JPM Funding Facility
On March 26, 2024, Manulife Private Credit Fund SPV, LLC, a wholly owned consolidated subsidiary of the Fund, entered into a Loan and Security Agreement (the JPM Funding Facility), as borrower (the Borrower), with the Fund, as the parent and portfolio manager, The Bank of New York Mellon Trust Company, National Association, as collateral agent, collateral administrator and securities intermediary, and JPMorgan Chase Bank, National Association, as administrative agent, that provides a secured credit facility of up to $150 million with a reinvestment period ending March 26, 2027 and a final maturity date of March 26, 2029. The JPM Funding Facility also provides for a feature that allows the Borrower, subject to certain conditions, to increase the overall size of the JPM Funding Facility to a maximum of $500 million. In addition, on March 26, 2024, the Fund, as seller, and the Borrower, as purchaser, entered into a Sale and Contribution Agreement, pursuant to which Borrower will either purchase certain corporate loans or receive contributions of cash or such corporate loans (collectively, the Loans), from time to time, originated by the Fund or its affiliates.
The obligations of the Borrower under the JPM Funding Facility are secured by substantially all assets held by the Borrower, including the Loans. Borrowings under the JPM Funding Facility will bear interest at Term SOFR or an alternate base rate, in each case plus an applicable margin equal to 2.70%, subject to increases for default rate interest from time to time pursuant to the terms of the JPM Funding Facility. In addition, the Borrower will pay, among other fees, an upfront fee, an administrative agency fee and a commitment fee on the undrawn balance of 0.55% per annum (or, during the March 26, 2024 to March 27, 2025 ramp-up period, 0.30% per annum) on the average daily unused facility amount.

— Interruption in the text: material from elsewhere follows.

PR #124, opened 2020-04-15
Support isolate_managed_irq in the realtime profile.

jmencak:
This PR supports the new isolate_managed_irq functionality in the upstream realtime profile and prepares ground for tuned-2.11.0-9.el7.noarch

Under the JPM Funding Facility, the Fund and the Borrower, as applicable, have made customary representations and warranties regarding their businesses, among other things, and are required to comply with various covenants, reporting requirements and other customary requirements for similar credit facilities. The JPM Funding Facility includes usual and customary events of default for such facilities of this nature. Proceeds from the JPM Funding Facility must be used for the purposes permitted in the JPM Funding Facility, including purchasing of loans or other portfolio investments.
As of June 30, 2024, the Fund had outstanding borrowings of $2,000,000 at an interest rate of 8.00%, which is reflected in the Credit facility payable on the Consolidated Statements of Assets and Liabilities. During the three and six months ended June 30, 2024, the average daily outstanding borrowings for the JPM Funding Facility amounted to $3,714,285 and $3,793,814 and the weighted average interest rate was 8.00% and 8.00%, respectively.

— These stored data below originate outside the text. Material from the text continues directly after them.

PR #130, opened 2020-04-30
Switch to ginkgo/gomega for e2e testing.

jmencak:
Switching to ginkgo/gomega for e2e tests.


jmencak:
/cc @yanirq 
This is still WiP, but I'd already appreciate comments whether I'm on the right track.  Thanks!

Makefile
```diff
@@ -70,7 +70,9 @@ $(GOBINDATA_BIN):
 	$(GO) build -o $(GOBINDATA_BIN) ./vendor/github.com/kevinburke/go-bindata/go-bindata
 
 test-e2e: $(BINDATA)
-	KUBERNETES_CONFIG="$(KUBECONFIG)" $(GO) test -v -timeout 20m -tags e2e ./test/e2e/... -run .
+	for d in basic reboots; do \
```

JH Funding Revolving Promissory Note Agreement
On July 17, 2023, we entered into revolving promissory note agreement with JH Funding. The aggregate outstanding borrowings under the agreement with JH Funding for the Fund would not exceed $30 million. There were no upfront fees or commitment fees paid by the Fund in connection with the agreement. As of June 30, 2024 and December 31, 2023, the Fund did not have any borrowings outstanding under the agreement with JH Funding. The agreement terminated upon the effective date of the JPM Funding Facility on March 26, 2024.
For further details, see Note 5 – Borrowings to our unaudited consolidated financial statements included in this Quarterly Report on Form 10-Q.

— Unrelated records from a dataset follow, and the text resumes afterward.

PR #135, opened 2020-06-11
Support for Operator Force/Managed/Removed/Unmanaged management states.

jmencak:
Changes:
  - support for SLO management states
  - made bootcmdline optional in tuned_types.go (it already was optional in openAPIV3Schema)
  - split `02-crd.yaml` into two files to prepare the ground for fully automated openAPIV3Schema schema generation


pkg/operator/controller.go
```diff
@@ -276,42 +289,66 @@ func (c *Controller) sync(key wqKey) error {
...
 	klog.V(2).Infof("sync(): DaemonSet")
 	err = c.syncDaemonSet(cr)
 	if err != nil {
 		return fmt.Errorf("failed to sync DaemonSet: %v", err)
 	}
 
-	if key.kind == wqKindTuned {
-		// Tuned CR changed, this can affect all profiles, list them and trigger profile updates
-		klog.V(2).Infof("sync(): Tuned %s", key.name)
+	// Tuned CR changed, this can affect all profiles, list them and trigger profile updates
```
sjug, line 316: Why do we not need the tuned kind check anymore here?

pkg/operator/controller.go
```diff
@@ -148,11 +147,50 @@ func (c *Controller) eventProcessor() {
...
+
+	switch cr.Spec.ManagementState {
+	case operatorv1.Force:
+		// Use the same logic as Managed.
+	case operatorv1.Managed, "":
+		// Managed means that the operator is actively managing its resources and trying to keep the component active.
+	case operatorv1.Removed:
+		// Removed means that the operator is actively managing its resources and trying to remove all traces of the component.
+		lastErr = c.removeResources()
+		goto out
```
sjug, line 184: Haven't seen a lot of `goto`, interesting use.

pkg/operator/controller.go
```diff
@@ -346,12 +383,14 @@ func (c *Controller) syncTunedDefault() (*tunedv1.Tuned, error) {
...
 	// Tuned resource found, check whether we need to update it
-	if reflect.DeepEqual(crMf.Spec, cr.Spec) {
+	if reflect.DeepEqual(crMf.Spec.Profile, cr.Spec.Profile) &&
+		reflect.DeepEqual(crMf.Spec.Recommend, cr.Spec.Recommend) {
 		klog.V(2).Infof("syncTunedDefault(): Tuned %s doesn't need updating", crMf.Name)
 		return cr, nil
 	}
 	cr = cr.DeepCopy() // never update the objects from cache
-	cr.Spec = crMf.Spec
+	cr.Spec.Profile = crMf.Spec.Profile
```
sjug, line 392: Are we specifying the fields so we don't copy the `meta`?

pkg/operator/controller.go
```diff
@@ -726,6 +801,59 @@ func (c *Controller) enablePodInformer(enable bool) error {
...
+	var lastErr error
+	dsMf := ntomf.TunedDaemonSet()
+
+	_, err := c.listers.DaemonSets.Get(dsMf.Name)
+	if err != nil {
+		if !errors.IsNotFound(err) {
+			lastErr = fmt.Errorf("failed to get DaemonSet %s: %v", dsMf.Name, err)
+		}
+	} else {
+		err = c.clients.Apps.DaemonSets(ntoconfig.OperatorNamespace()).Delete(context.TODO(), dsMf.Name, metav1.DeleteOptions{})
```
sjug, line 814: Do we need unique contexts passed to each delete?

pkg/operator/controller.go
jmencak: So I have no formal proof, but I did go through the code and also tested quite extensively (using the "else" branch -- it was never reached).  So I believe this check was probably some relic of the past code that wasn't cleaned up.  Cleaning up now.

pkg/operator/controller.go
jmencak: I thought you'd mention this :) http://wiki.c2.com/?StructuredProgrammingWithGoToStatements
I believe that `goto`s to quit a function in this manner are quite frequent.  At least in C programs.  If you can think of a better way to eliminate code duplication in this case, I'd be happy to hear!

pkg/operator/controller.go
jmencak: No. You don't want to overwrite the `ManagementState` that might have been changed by the admin.

pkg/operator/controller.go
jmencak: I believe [this requirement](https://github.com/kubernetes/client-go/blob/1e6150831a960cf38075bb8561e01f48837f8d74/kubernetes/typed/extensions/v1beta1/daemonset.go#L156) came with the switch to k8s 1.18.
```
# github.com/openshift/cluster-node-tuning-operator/pkg/operator
pkg/operator/controller.go:814:72: not enough arguments in call to c.clients.Apps.DaemonSets("github.com/openshift/cluster-node-tuning-operator/pkg/config".OperatorNamespace()).Delete
        have (string, "k8s.io/apimachinery/pkg/apis/meta/v1".DeleteOptions)
        want (context.Context, string, "k8s.io/apimachinery/pkg/apis/meta/v1".DeleteOptions)
```

pkg/operator/controller.go
sjug: Nope, not looking to eliminate :smile:

pkg/operator/controller.go
sjug: I was just thinking to have one context variable and just reuse it for each function? `ctx := context.TODO()`?

jmencak: OK, changed, thanks!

Contractual Obligations, Off-Balance Sheet Arrangements and Other Liquidity Considerations
We have entered into certain contracts under which we may have material future commitments. We have entered into each of the Investment Advisory Agreement and the Service Agreement with the Advisor to provide us with investment advisory services and administrative services. Payments for investment advisory services under the Investment Advisory Agreement and reimbursements made under the Service Agreement are described in “Part I Item 1. Business – Management Agreements” of our December 31, 2023 Form 10-K. The Advisor is responsible for payments under the Service Level Agreement.
If any of our contractual obligations are terminated, our costs may increase under any new agreements that we enter into as replacements. We would also likely incur expenses in locating alternative parties to provide the services we expect to receive under our Investment Advisory Agreement and our Service Agreement, and the Service Level Agreement between the Advisor and JHIM.
We may become a party to financial instruments with off-balance sheet risk in the normal course of our business to meet the financial needs of our portfolio companies. These instruments may include commitments to extend credit and involve, to varying degrees, elements of liquidity and credit risk in excess of the amount recognized in the balance sheet.